В 1834 году И.В. Киреевский, литературный критик и публицист, в статье «О русских писательницах» сказал о ней как «об одном из самых блестящих украшений нашего общества, о поэте, имя которой, несмотря на решительный талант, еще неизвестно в нашей литературе». Он предлагал читателям узнать в последних творениях Ростопчиной, так надолго исчезнувшей из виду, того загадочного автора «Талисмана», который некогда «изящно» взволновал любителей поэзии.
Впечатления и переживания Ростопчиной выливались в удивительно легкие, звучные строки. Недаром многие ее стихотворения были положены на музыку Глинкой, Даргомыжским, А. Рубинштейном, Чайковским. Печатались ее стихи и в песенниках.
Сочиняла она чрезвычайно быстро, легко, без мук и напряжения. Брат поэтессы вспоминал, как во время какой-нибудь поездки Евдокия Петровна складывала стихи. Вернувшись домой, она, обладая исключительной памятью, почти без помарок записывала их.
Выезжая из столицы в деревню, Ростопчина особенно ощущала потребность излить на бумаге все то незаметное со стороны, что искало выход: прощание с мечтами, с надеждой на счастье, готовность притерпеться, смириться во имя мира в семье:
Всех подкупала особая интонация, сердечность ее стихов. Они стали появляться в журналах все чаще. Прочитав в «Московском наблюдателе» стихотворение «Последний цветок», Вяземский, «первооткрыватель» таланта Додо Сушковой, писал А.И. Тургеневу: «Каковы стихи? Ты думаешь, Бенедиктов? Могли быть Жуковского, Пушкина, Баратынского; уж, верно, не отказались бы они от них. И неужели не узнал ты голоса некогда Додо Сушковой?.. Какое глубокое чувство, какая простота и сила в выражении и между тем сколько женского!»

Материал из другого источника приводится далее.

Issue #2769, opened 2020-01-16
Cannot play with mpv on Linux and cannot set format from text config


Digitalone1:
## Bug Report

- [x] This is a bug report and I have read the contribution guidelines.

### Description
Using streamlink on Arch Linux and I'm not able to play Twitch streams with mpv.
I created a text config inside `~/config/streamlink/config` with only `player=mpv`. It's parsed by command line, but streamlink is not able to start mpv:

```
[cli][info] Available streams: audio_only, 160p (worst), 360p, 480p, 720p, 720p60, 1080p60 (best)
[cli][info] Opening stream: 1080p60 (hls)
[cli][info] Starting player: mpv
error: Failed to start player: mpv (Process exited prematurely)
[cli][info] Closing currently open stream...

```

Tried also with `player=/usr/bin/mpv` but nothing changed.

Besides, I can't find a way to set a preferred format from the text configuration. Is this intended or am I missing something?
`STREAM=1080p60` is not parsed, `stream-sorting-excludes=">1080p"` gives me error, but reading documentation should be correct. Is there a way to specify a format from text config? I can do it with youtube-dl. Something like `-f best[height<=1080]`

In addition, the parameter reported [here](https://streamlink.github.io/issues.html#issues-player-caching) regarding mpv is wrong. As stated [here](https://mpv.io/manual/master/#options-cache), --cache parameter only accept _yes_, _no_ and _auto_.

Digitalone1:
Okay, I solved compiling streamlink-git from AUR. So old version is not working anymore with mpv.

Please, release a new version, so Arch upstream repository will be updated.

Found out `default-stream` option to select a specified format from text config.

I'd like to ask something different: `ringbuffer-size` option will cache the stream to an amount of size before sending it to mpv or mpv will read instantly without waiting? I know I can set a specific cache on mpv, but it's a little tricky and I'd like to set something on streamlink if it's possible, but I'm not sure if it's working as I intended.

I specified `ringbuffer-size=20M`, but mpv is starting very fast, so I assume it is not waiting.

Thanks

bastimeyer:
> Cannot play with mpv on Linux

The issue has just been fixed in #2765 (for the MPV 0.30.1 release). There will be a Streamlink patch release soon. We are aware of this issue. The MPV devs are breaking the semantic versioning scheme with this change btw, as it would usually require a major version bump on their side, even if they called the old parameter format "legacy".

[...]

PR #2771, opened 2020-01-16
docs: fix MPV parameters on common issues page

bastimeyer:
and add link to --player-args parameter

See #2769


bastimeyer:
Not sure if we should also add a note regarding MPV's legacy parameter syntax.

gravyboat:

Стихотворение «Последний цветок» написано глубокой осенью 1839 года, когда кончалось деревенское заточение и впереди Евдокию Петровну ждал блеск имперского Петербурга.
На берегах Невы Ростопчина сразу же вошла в большую моду. Вот что писал по этому поводу ее брат С.П. Сушков: «Она никогда не поражала своею красотою, но была привлекательна, симпатична и нравилась не столько своею наружностью, сколько приятностью умственных качеств. Одаренная щедро от природы поэтическим воображением, веселым остроумием, необыкновенной памятью при обширной начитанности на пяти языках… замечательным даром блестящего разговора и простосердечной прямотой характера при полном отсутствии хитрости и притворства, она естественно нравилась всем людям интеллигентным».

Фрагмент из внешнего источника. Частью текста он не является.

PR #2795, opened 2020-02-08
plugin.api: use Firefox as default User-Agent instead of python-requests

back-to:
- User-Agent update

---

less robot detection for http calls without a User-Agent


gravyboat:
Thanks @back-to.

Евдокия Петровна была всегда желанной гостьей в тех столичных салонах, которые отличались интеллектуальностью бесед и где на светских львиц от подобной серьезности, пожалуй, напала бы зевота. Такой салон в первую очередь был у Карамзиных, с семейством которых Ростопчина очень сблизилась.
Широко и хлебосольно принимала и она. Всех, кто был тогда в Северной Пальмире талантлив, значителен, известен, можно было встретить на ее вечерах. Жуковский, Крылов, Гоголь, Одоевский, Плетнев, Соллогуб, Александр Тургенев, Глинка, Даргомыжский. Этот список дополняли и европейские знаменитости: Ференц Лист, Полина Виардо, Фанни Эльслер, Рашель.
Зимами 1836—1838 годов поэтесса, познавшая вкус и творческого, и женского успеха, подобно комете появлялась на придворных балах, маскарадах, разного рода увеселениях, сопровождаемая стоустой молвой и толпами поклонников. Не однажды Ростопчиной с ее уже серьезной литературной славой поставят в вину пристрастие к этому тщеславному мельтешению, к воспеванию мишурной бальной кутерьмы.